When typing on a tablet, your hands are in the wrong position. Even worse, when you're looking at a tablet's screen while typing, you tend to look down. This places strain on your neck and can lead to anything from stiffness to headaches.
If you want to limit neck and wrist strain, the solution is to use a good, old-fashioned desktop PC. One that is equipped with a separate monitor and keyboard that can be placed in positions where they will be the easiest and healthiest to use.
When I'm behind my desktop PC, I tend to be more productive too. The desktop makes me feel more businesslike than I feel when I'm using my laptop.
Not long ago, though, my happy little work space stopped being so happy when my monitor decided that it needed to take a break. For good. While gathering the resources to buy a new monitor, I ended up working on my laptop a lot more frequently.
Fortunately, the kind people at Tarsus Technologies provided a helping hand by giving me an AOC E960SW monitor to use. In fact, I'm looking at it right now as I'm typing up this review.
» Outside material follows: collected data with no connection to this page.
PR #153, opened 2018-04-06
Added shutdown_menu error messages

stevenengler:
If an error occurs (such as when hibernating), a notification using 'notify-send' will alert the user.


kb100:
Unfortunately this solution is not workable. Directly calling ${menu[${selection}]} freezes the bar, so this is not acceptable. On the other hand, i3-msg exec -q does not capture the exit code of a command, so it cannot be used to test either. If a workaround is possible, it must use i3-msg exec -q to spawn a shell that runs the program and then notify-send if the program fails.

Without going into too much detail, the holding company of AOC (Art of Colours), is one of the world's largest screen manufacturers. No matter what monitor you're using, there's a good chance that it was manufactured by AOC.
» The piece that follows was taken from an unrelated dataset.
Issue #21, opened 2015-12-16
Is it possible to use the openvpn block with networkmanager-openvpn?


sultanofrum:
I want to use networkmanager to manage my OpenVPN connection, as it's the only way I can get it to reliably restart after suspend. However, with this setup, the OpenVPN script in this repository just says 'down', even though vpn is working.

The AOC E960SW is an 18.5-inch, diagonal, LED backlit monitor that has a resolution of 1366 by 768 pixels. This makes it an HD-ready monitor and, for general applications, this resolution is good.
The functionality of the monitor is also good. It is supplied with a stand that offers some tilt adjustment, which is good for ergonomics. I would have liked height adjustment as well as tilt, but for the AOC's price, not having this can be forgiven. A copy of the Yellow Pages directory, placed under the monitor, got it to the perfect height for me.
On the control side, the 960SW has easy to use buttons on the underside of its front bezel. It even came with screen setting software that could be used instead of these buttons. Also supplied was software for splitting the monitor into multiple screens, as well as energy saving software. Being LED based, the monitor already used considerably less power than my old, CCFL-based one.
Being as fussy as I am about colour, I didn't use the supplied software to set the screen, but rather my Spyder3 Pro system, which uses a combination of sofware and measuring hardware. The results of this calibration was a monitor that was colour accurate, was capable of delivering good image depth, and with contrast good enough for me to see the shadow detail in the special stills test images I use when evaluating the overall image delivered by a monitor.
One down side was that the 960SW had an extremely narrow viewing angle. For optimum performance, it has to be looked at pretty much when it is on its main axis. Move it up, down, left, or right, and you rapidly start to lose colour fidelity and contrast.
When used to watch videos on, the monitor suffered from a fair bit of ghosting around moving images. This means that, while it will still deliver good colour quality, it probably isn't the best choice for gamers or avid video fans. Added to this is the limited input capabilities - it only has a D-Sub 15 input, so it won’t connect to higher quality graphics cards.
The AOC 960Sw is a good all-round and affordable monitor that does most things well. It will suit those whose work has them behind a monitor for long periods of time – I suffered no eye strain while typing reviews. It delivers accurate colours (with the above-mentioned caveats), and is energy efficient. Gamers and graphics designers can always look at a higher spec AOC monitor.
Good: It's well priced. Once set, it has good overall image quality, and its use of LED lamps as a back-light is energy efficient.
Bad: For optimum image quality, you have to be directly on axis or you lose contrast and colour accuracy. Its D-SUB input only may be a limiting factor to those who want to use higher quality graphics cards.